Oh and I'll post some pics once I take delivery and start building it.


----------



## endure26

I've got an orange one with a Ritchey Comp fork. I bought the Cx version because I figured it was a lot more versatile - road, Cx, and off-road riding. I've always said that if I could only have one bike it would be a crosser. I haven't been traveling much so the Ritchey is currently disassembled (and so I won't post a pic) and a few of the parts ended up on my Chilli Con Crosso. For travel, I set it up either 1x9 with a bar-end shifter or as a singlespeed/fixie with an ENO hub. Depending on frame size, I'd go with a bit longer than normal seatpost and either Ti or aluminum, as the seatpost kinda becomes part of the seattube. I don't use the cable connectors. With the split cable stops I simply unclip the straddle wire from the brakes and loosen the deraileur wire. The Ritchey case is nice. It comes with plumbing insulation type rubber/foam wrap for the frame tubes. I'd advise buying more. When I pack it up, I try and cover all of the painted surfaces with foam. When I travel it's normally shod with some Michelin Jets so I can go on or off-road without having to pack extra tires. I can't comment on durability of the frame, but it seems to be well made. Ride is at least on par with most Cx frames I've ridden. In fact, for a while I was using the Ritchey as a comfy training bike with 28c road tires. BTW it also has rack/fender mounts. Price wise the Ritchey is a bargain compared to a custom S&S equipped frame or even the cost of a cheap frame, retrofitted with couplers. Also beats the heck out of most small wheeled folders with the exception of a Bike Friday perhaps. I've recently been thinking about having the rear dropouts changed out to a set of Paragon track/horizontal drops with a deraileur hanger so I can dump the ENO. I really like the SS/fixed option as it simplifies the packing and travel.


----------



## Guest

The other choice to consider is a Curtlo CX with S&S couplers.

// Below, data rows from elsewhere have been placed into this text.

Issue #419, opened 2019-10-25
Migrate to go mod


davidz627:
Instructions can be found here: https://github.com/kubernetes-csi/external-attacher/tree/master/release-tools#dependencies-and-vendoring

PR #451, opened 2020-01-15
Switch over to go mod 

davidz627:
/kind cleanup
/assign @msau42 @misterikkit 

Fixes: #419 

```release-note
NONE
```


davidz627:
I'm considering removing the vendor directly entirely. Please comment thoughts

davidz627:
lots of work required to bring csi-sanity up (need to update mount packages) - turning off sanity tests for now

davidz627:
Removed vendor directory entirely - AFAIK the main arguments for keeping it and their refutations are:
1) Compatibility with older versions of tools for building -> Those are no longer supported and the kubernetes ecosystem requires go 1.13+ now
2) In case some of the repos disappear off the earth -> partially solved by the go mod proxy IIUC and we only depend on other large repos in the kubernetes/Google/Golang ecosystem which we're completely tied to anyway. If Google goes away we don't really need this driver do we.

Also did some sketchy things so I had to disable csi sanity for now: https://github.com/kubernetes-sigs/gcp-compute-persistent-disk-csi-driver/issues/452

davidz627:
Another reason to keep vendor is review of dependencies - updates and new dependencies will have clear vendor/ code updates on PRs. However, people don't look at those anyway. Also, our build pipeline does automated scanning of vendored dependencies and handles the licenses as well

PR #454, opened 2020-01-16
Break k/k dependency by migrating util/mount and copying resizefs. Re-enable sanity testing. Fix deps.

### LINKED ISSUE #452: Re-enable sanity tests and NodeGetVolumeStats Unit test
Disabled as part of the migration to `go mod` for development velocity. I mainly shot myself in the foot by generating some hacks in the long past so those need to get fixed before re-enabling the tests.

Basically NodeGetVolumeStats uses a fake mounter for unit testing and sanity testing but the fake mounter had a bug. I fixed the bug directly in the `vendor/` directory but did not upstream it because a TON of changes were being made to the mounter at the same time (including moving the folder out of k/k entirely). Now that's come to bite me in the butt and we need to change the whole repo's dependency over to the new mounter library in order to get the fix with `go mode` without using the vendor dir.

davidz627:
Explicitly bump versions of k8s.io/apimachinery, k8s.io/utils, csi.k8s.io/csi-test. Migrate from k/k/util/mnt to k/utils/mnt and copy resizefs impl breaking k/k dependency :) Fix sanity testing and node unit tests.

/kind cleanup
/assign @misterikkit @msau42 

Fixes #452 

```release-note
NONE
```


davidz627:
Some of the resize e2e tests are failing because of permissions things. I will look into it tomorrow

davidz627:
@misterikkit @msau42 should be ready for review now :)

PR #455, opened 2020-01-18
Update volume limits for new machine types: https://cloud.google.com/compute/docs/machine-types

### LINKED ISSUE #445: Support attach limits for new machine types
There are a ton of new machines types and most should have 127 as the attach limit 

https://cloud.google.com/compute/docs/machine-types

/help

davidz627:
/kind bug
/kind cleanup

Fixes #445 

/assign @msau42 

```release-note
Set volume limits to 15 only for machine-types: "f1-micro", "g1-small", "e2-micro", "e2-small", "e2-medium". Limit is 127 for all others
```

### DIFF
--- a/pkg/gce-pd-csi-driver/node.go
+++ b/pkg/gce-pd-csi-driver/node.go
@@ -505,16 +505,16 @@ func (ns *GCENodeServer) NodeExpandVolume(ctx context.Context, req *csi.NodeExpa
 }
 
 func (ns *GCENodeServer) GetVolumeLimits() (int64, error) {
-	var volumeLimits int64
-
 	// Machine-type format: n1-type-CPUS or custom-CPUS-RAM or f1/g1-type
 	machineType := ns.MetadataService.GetMachineType()
-	if strings.HasPrefix(machineType, "n1-") || strings.HasPrefix(machineType, "custom-") {
-		volumeLimits = volumeLimitBig
-	} else {
-		volumeLimits = volumeLimitSmall
+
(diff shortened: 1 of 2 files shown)


pkg/gce-pd-csi-driver/node.go
```diff
@@ -505,16 +505,16 @@ func (ns *GCENodeServer) NodeExpandVolume(ctx context.Context, req *csi.NodeExpa
...
-	var volumeLimits int64
-
 	// Machine-type format: n1-type-CPUS or custom-CPUS-RAM or f1/g1-type
 	machineType := ns.MetadataService.GetMachineType()
-	if strings.HasPrefix(machineType, "n1-") || strings.HasPrefix(machineType, "custom-") {
-		volumeLimits = volumeLimitBig
-	} else {
-		volumeLimits = volumeLimitSmall
+
+	smallMachineTypes := []string{"f1-micro", "g1-small", "e2-micro", "e2-small", "e2-medium"}
```
yoesmat: What about using a map of machine types to volume size?

davidz627: there are only two volume size limits and only a very small subset are "small" so that is probably not necessary, see here for an interesting comparison of lookup times between slices and maps: https://www.darkcoding.net/software/go-slice-search-vs-map-lookup/ (breakeven point around 5 items).

The thing I want to avoid is a map for small things with all the value being `smallValue` and then "everything not in the map is big". Or else I would have to be exhaustive with the map which is error prone and repetitive

PR #459, opened 2020-01-28
Update VerifyDevicePath logic to run udevadm --trigger to fix scenarios where disk is not found or is wrong device

### LINKED ISSUE #376: udevadm may be never triggered right now
In the function `VerifyDevicePath`(https://github.com/kubernetes-sigs/gcp-compute-persistent-disk-csi-driver/blob/master/pkg/mount-manager/device-utils.go#L89), the value of `sdBefore` is the same with `sdAfter`. 

Then the function `udevadmChangeToDrive` will never be called. It seems like the code doesn't actually do anything. 

/ping @davidz627

davidz627:
TODO:
- [x] Write an E2E test that tests this functionality: attaches disk -> purposely links the `/dev/by-id/{diskName}` to the wrong device or deletes the `/dev/by-id/{diskName}` entirely then make sure `NodeStage` is able to self-heal that using `udevadm --trigger`

/kind bug
/assign @msau42 
Fixes #376 

`/lib/udev/scsi_id` was pointing to the binary on the host due to the `/lib/udev` hostPath. This was causing weird package dynamically linked library finding issues (couldn't find the right version of dynamic libs). The solution is to use the `/lib/udev/scsi_id` from the container by copying it into a special directory. Thanks @msau42 for pointing out that `/lib/udev` was coming from the host

ig9OoyenpxqdCQyABmOQBZDI0duHk2QZZmWg2Hxd4ro

```release-note
During NodeStageVolume run udevadm --trigger to fix device symlinks if device path is not found or device path points to the wrong device
```

### DIFF
--- a/cmd/main.go
+++ b/cmd/main.go
@@ -28,10 +28,6 @@ import (
 	mountmanager "sigs.k8s.io/gcp-compute-persistent-disk-csi-driver/pkg/mount-manager"
 )
 
-func init() {
-	flag.Set("logtostderr", "true")
-}
-
 var (
 	endpoint          = flag.String("endpoint", "unix:/tmp/csi.sock", "CSI endpoint")
 	gceConfigFilePath = flag.String("cloud-config", "", "Path to GCE cloud provider config")
@@ -49,6 +45,7 @@ func init() {
 	// Use V(5) for GCE Cloud Provider Call informational logging
 	// Use V(6) for extra repeated/polling information
 	klog.InitFlags(flag.CommandLine)
+	flag.Set("logtostderr", "true")
 }
 
 func main() {
--- a/pkg/mount-manager/device-utils.go
+++ b/pkg/mount-manager/device-utils.go
@@ -20,10 +20,13 @@ import (
 	"os/exec"
 	"path"
 	"path/filepath"
+	"regexp"
 	"strings"
+	"time"
 
-	"k8s.io/apimachinery/pkg/util/sets"
+	"k8s.io/apimachinery/pkg/util/wait"
 	"k8s.io/klog"
+	pathutils "k8s.io/utils/path"
 )
 
 const (
@@ -46,6 +49,14 @@ const (
 	// 'fsck' found errors but exited without correcting them
 	fsckErrorsUncorrected = 4
 	defaultMountCommand   = "mount"
+	// scsi_id output should be in the form of:
+	// 0Google PersistentDisk <disk name>
+	scsiPattern = `^0Google\s+PersistentDisk\s+([\S]+)\s*$`
+)
+
+var (
+	// regex to parse scsi_id output and extract the serial
+	scsiRegex = regexp.MustCompile(scsiPattern)
 )
 
 // DeviceUtils are a collection of methods that act on the devices attached
@@ -57,7 +68,7 @@ type DeviceUtils interface {
 
 	// VerifyDevicePath returns the first of the list of device paths that
 	// exists on the machine, or an empty string if none exists
-	VerifyDevicePath(devicePaths []string) (string, error)
+	VerifyDevicePath(devicePaths []string, diskName string) (string, error)
 }
 
 type deviceUtils struct {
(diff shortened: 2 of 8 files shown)


davidz627:
Wrote the e2e test and confirmed its failing before the `udevadm` logic fix, and passes afterwards :)

test/e2e/utils/utils.go
```diff
@@ -49,8 +49,8 @@ func GCEClientAndDriverSetup(instance *remote.InstanceInfo) (*remote.TestContext
 	endpoint := fmt.Sprintf("tcp://localhost:%s", port)
 
 	workspace := remote.NewWorkspaceDir("gce-pd-e2e-")
-	driverRunCmd := fmt.Sprintf("sh -c '/usr/bin/nohup %s/gce-pd-csi-driver --endpoint=%s> %s/prog.out 2> %s/prog.err < /dev/null &'",
-		workspace, endpoint, workspace, workspace)
+	driverRunCmd := fmt.Sprintf("sh -c '/usr/bin/nohup %s/gce-pd-csi-driver -v=4 --endpoint=%s 2> %s/prog.out < /dev/null > /dev/null &'",
```
davidz627: small fix to improve debugging experience. This is on purpose

cmd/main.go
```diff
@@ -28,10 +28,6 @@ import (
 	mountmanager "sigs.k8s.io/gcp-compute-persistent-disk-csi-driver/pkg/mount-manager"
 )
 
-func init() {
```
davidz627: we had two init functions before, I don't know if that was causing issues but it doesn't hurt to fix

test/e2e/tests/single_zone_e2e_test.go
```diff
@@ -81,7 +84,69 @@ var _ = Describe("GCE PD CSI Driver", func() {
...
+			err = client.ControllerUnpublishVolume(volID, instance.GetNodeID())
+			if err != nil {
+				klog.Errorf("Failed to detach disk: %v", err)
+			}
+
+		}()
 
+		// MESS UP THE symlink
+
+		err = testutils.RmAll(instance, "/dev/disk/by-id")
```
davidz627: this only tests the "symlink not found" path, need to augment test to also switch symlinks around and test that as well.

pkg/mount-manager/device-utils.go
```diff
@@ -85,75 +95,146 @@ func (m *deviceUtils) GetDiskByIdPaths(deviceName string, partition string) []st
...
-			return udevadmChangeToDrive(sd)
+	scsiIDPath := "/lib/udev_containerized/scsi_id"
+	exists, err := pathutils.Exists(pathutils.CheckFollowSymlink, scsiIDPath)
+	if err != nil {
+		return "", fmt.Errorf("failed to check scsi_id existence: %v", err)
+	}
+	if !exists {
+		// No SCSI ID tool, no udevadm fixing is possible so just return best
+		// effort devicePath.
+		klog.Warningf("Could not find scsi_id tool at %s, no udevadm fixing is possible so we just return the best effort devicePath", scsiIDPath)
```
msau42: Should we make it required? I'm worried that if there's an issue in our container build process that doesn't install it properly, then this problem will go undetected.

test/e2e/tests/single_zone_e2e_test.go
```diff
@@ -81,7 +84,68 @@ var _ = Describe("GCE PD CSI Driver", func() {
...
+			// Detach Disk
+			err = client.ControllerUnpublishVolume(volID, instance.GetNodeID())
+			if err != nil {
+				klog.Errorf("Failed to detach disk: %v", err)
+			}
+
+		}()
+
+		// MESS UP THE symlink
+		err = testutils.RmAll(instance, "/dev/disk/by-id")
```
msau42: This has the potential to be incredibly destructive if you run the test locally or not on some throwaway machine. Prefer only touching the specific disk that the test is using.

test/e2e/tests/single_zone_e2e_test.go
```diff
@@ -81,7 +84,68 @@ var _ = Describe("GCE PD CSI Driver", func() {
...
+		Expect(err).To(BeNil(), "failed to remove /dev/by-id folder")
+
+		// Stage Disk
+		stageDir := filepath.Join("/tmp/", volName, "stage")
+		err = client.NodeStageExt4Volume(volID, stageDir)
+		Expect(err).To(BeNil(), "failed to repair /dev/by-id symlink and stage volume")
```
msau42: Can we also validate the link is correct?

msau42: Or do something like write data to it, and then validate the data is correct

test/e2e/tests/single_zone_e2e_test.go
davidz627: haha oops you're right. that's still pretty risky to be honest but far less so

pkg/mount-manager/device-utils.go
```diff
@@ -85,75 +95,146 @@ func (m *deviceUtils) GetDiskByIdPaths(deviceName string, partition string) []st
...
-// --action=change" for newly created "/dev/sd*" drives (exist only in
-// after set). This is workaround for Issue #7972. Once the underlying
-// issue has been resolved, this may be removed.
-func udevadmChangeToNewDrives(sdBeforeSet sets.String) error {
-	sdAfter, err := filepath.Glob(diskSDPattern)
+// VerifyDevicePath returns the first devicePath that maps to a real disk in the
+// candidate devicePaths or an empty string if none is found. If
+// /lib/udev/scsi_id exists it will attempt to fix any issues caused by missing
+// paths or mismatched devices by running a udevadm --trigger.
+func (m *deviceUtils) VerifyDevicePath(devicePaths []string, diskName string) (string, error) {
```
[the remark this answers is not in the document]
davidz627: I guess we don't really have to, but then we would need to add partition as an argument. (I can follow up but probably out of scope for this PR)

pkg/mount-manager/device-utils.go
davidz627: yeah, you're right. Since this is containerized it does make sense that it should always exist. If not it's definitely a problem.

test/e2e/tests/single_zone_e2e_test.go
davidz627: added some validation logic that goes and checks which disk is actually backing a link

pkg/mount-manager/device-utils.go
```diff
@@ -85,75 +96,166 @@ func (m *deviceUtils) GetDiskByIdPaths(deviceName string, partition string) []st
...
+	scsiIDPath := "/lib/udev_containerized/scsi_id"
+	exists, err := pathutils.Exists(pathutils.CheckFollowSymlink, scsiIDPath)
 	if err != nil {
-		return fmt.Errorf("Error filepath.Glob(\"%s\"): %v\r\n", diskSDPattern, err)
+		return "", fmt.Errorf("failed to check scsi_id existence: %v", err)
+	}
+	if !exists {
+		// No SCSI ID tool, the driver should be containerized with the tool so
+		// maybe something is wrong with the build process
+		return "", fmt.Errorf("could not find scsi_id tool at %s, no udevadm fixing is possible so we just return the best effort devicePath", scsiIDPath)
```
msau42: error message is out of date?

pkg/mount-manager/device-utils.go
```diff
@@ -85,75 +96,166 @@ func (m *deviceUtils) GetDiskByIdPaths(deviceName string, partition string) []st
...
 	}
 
-	for _, sd := range sdAfter {
-		if !sdBeforeSet.Has(sd) {
-			return udevadmChangeToDrive(sd)
+	err = wait.Poll(pollInterval, pollTimeout, func() (bool, error) {
+		var innerErr error
+
+		devicePath, innerErr = existingDevicePath(devicePaths)
```
msau42: We don't regenerate `devicePaths` on the next loop, so would this still fail?

pkg/mount-manager/device-utils.go
```diff
@@ -85,75 +96,166 @@ func (m *deviceUtils) GetDiskByIdPaths(deviceName string, partition string) []st
...
 		"trigger",
 		"--action=change",
-		fmt.Sprintf("--property-match=DEVNAME=%s", drive)).CombinedOutput()
+		fmt.Sprintf("--property-match=DEVNAME=%s", devSDX)).CombinedOutput()
 	if err != nil {
-		return fmt.Errorf("udevadmChangeToDrive: udevadm trigger failed for drive %q with %v.", drive, err)
+		return fmt.Errorf("udevadmChangeToDrive: udevadm trigger failed for drive %q with output %s: %v.", devSDX, string(out), err)
 	}
+
+	time.Sleep(time.Second)
```
msau42: Since this is inside a Poll loop now, do we still need this sleep?

test/e2e/tests/single_zone_e2e_test.go
```diff
@@ -81,7 +85,78 @@ var _ = Describe("GCE PD CSI Driver", func() {
...
+			if err != nil {
+				klog.Errorf("Failed to detach disk: %v", err)
+			}
+
+		}()
+
+		// MESS UP THE symlink
+		devicePaths := mountmanager.NewDeviceUtils().GetDiskByIdPaths(volName, "")
+		for _, devicePath := range devicePaths {
+			err = testutils.RmAll(instance, devicePath)
```
msau42: Is this still going to be potentially destructive if volume name is a prefix of an existing disk? ie, volume name is "foo" but a real disk is called "foobar"

test/e2e/utils/utils.go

I asked Doug about the S&S and as far as I remember he told they added about $400 to the frame.

My Custom Curtlo was just about exactly $1100 for frame and fork.


----------



## roseyscot

So far Ritchey's customer service and delivery time gets an F--

I emailed them to ask when my frame might ship. Surprise, no response! The shop ordered it nearly three weeks ago. The shop called at the start of week two because there hadn't been any frame sightings or charges to the credit card. 

"Oh, it'll ship this week" was what the shop was told. It definitely should have arrived by this past Friday but nothing.

I'm beginning to understand why many bike companies fail. They have a great product at a good price but yet they can't get their head's together enough to deliver it. I hope their product exceeds their service...


----------



## endure26

I ordered mine from Bicycle Doctor in Bloomington, Indiana:

http://www.bicycledoctor.net/ (there's a link to a BAB page on the left)

I had it in a few days and got a great price. You might check them or other mail order places for in stock frames.


----------



## roseyscot

so bike shops that have them in stock do well with quick delivery, but the company that makes the product is the one who can't deliver.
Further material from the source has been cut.